LKF October 20, 2012 at 12:06 am

How did you ever leave this place?!?! It’s totally great!!! Great photos too!!


Janeen October 20, 2012 at 12:07 am

We will be sure to try this place and the area the next time we visit ABQ and Santa Fe. What a hidden gem. Thanks for writing this. We often forget how magical the world around us is. We’d rather see photos and watch what it’s like on TV rather than experience it ourselves, firsthand.


ANGELIQUE October 20, 2012 at 4:30 pm



Tara October 21, 2012 at 12:38 am

I love the idea of unplugging. It’s great that your family got to do that. It should be mandatory in this day and age. The internet and info overload have turned us into zombies. We may not have a beautiful farm like where you found, but there are some great hiking and public parks everywhere so you don’t have an excuse to go and take a 30 minute stroll every so often!

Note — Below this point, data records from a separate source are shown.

PR #2139, opened 2026-09-10
realtime: skip export when rtkit cannot provide its properties

### LINKED ISSUE #2110: Realtime portal permanently exports RTTimeUSecMax=0 if the one-shot startup read of rtkit properties fails — downstream clients get SIGKILLed by the kernel
## Summary

`desktop-portal/realtime.c` reads rtkit's `MaxRealtimePriority` / `MinNiceLevel` /
`RTTimeUSecMax` exactly once, at portal startup (`realtime_new` / `load_all_properties`).
If the rtkit proxy creation or a property `Get` fails at that moment, the code logs a
warning and deliberately keeps the Realtime interface exported anyway ("it will fail to do
anything") — but the gdbus skeleton properties remain at their default value **0**, forever.
There is no retry and no lazy re-read. Identical code in 1.22.1 and current main (post-1.22.1
changes to realtime.c/xdp-utils.c are refactors only).

The consequence is much worse than "fails to do anything": pipewire's module-rt (loaded in
ALL pipewire clients since 1.4.0) reads the exported `RTTimeUSecMax`, receives a *valid* 0,
and sets `RLIMIT_RTTIME` to {0,0} on the client process before realtime scheduling is
granted (companion pipewire issue: https://gitlab.freedesktop.org/pipewire/pipewire/-/work_items/5429). rtkit then grants RT (0 passes
its limit check), and the kernel SIGKILLs the entire client process on the first tick —
silently. Observed as: every JACK application (REAPER in my case) vanishing ~1s after
launch, no log, no core dump, 5/5 reproducible.

## Environment

- xdg-desktop-portal 1.22.1 (Arch Linux), rtkit-daemon running
- pipewire 1.6.8 / pipewire-jack client
- kernel 7.1.8-arch1-3, Wayland/Hyprland session
- Each client launch also logs:
  `Realtime error: Could not map tid X of pid Y: Process ids could not be found: X`
  (secondary symptom — by the time MakeThreadRealtime scans /proc/<pid>/task, the thread
  group is dead or dying from the SIGKILL described above)

## Evidence (client side)

```
# strace: pipewire module-rt inside the client, after reading RTTimeUSecMax=0 from the portal
prlimit64(0, RLIMIT_RTTIME, {rlim_cur=0, rlim_max=0}, NULL) = 0

# ftrace signal_generate: kernel RLIMIT_RTTIME enforcement killing the RT data-loop thread's
# whole process, SI_KERNEL
data-loop.0-51964 ... signal_generate: sig=9 errno=0 code=128 comm=data-loop.0 grp=1
```

## Suggested fix

One or more of:
1. Retry / lazily (re)load the rtkit properties on first method call or property read
   instead of one-shot at startup.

Eileen October 22, 2012 at 6:22 pm

Unplugging and getting off the grid is the way to go! Good for you! The best vacations we’ve had, have been where we did not have internet, phone or TV (in Italy) Love this post — I feel like I’m in that dream with you guys. XOX


steve mccarthy October 22, 2012 at 7:20 pm

sometimes i think we’d be much happier as a society if we all just shut it down on the weekends, no phone, no laptop, just family time and a walk outside. you guys did it right! enjoyed your photos too.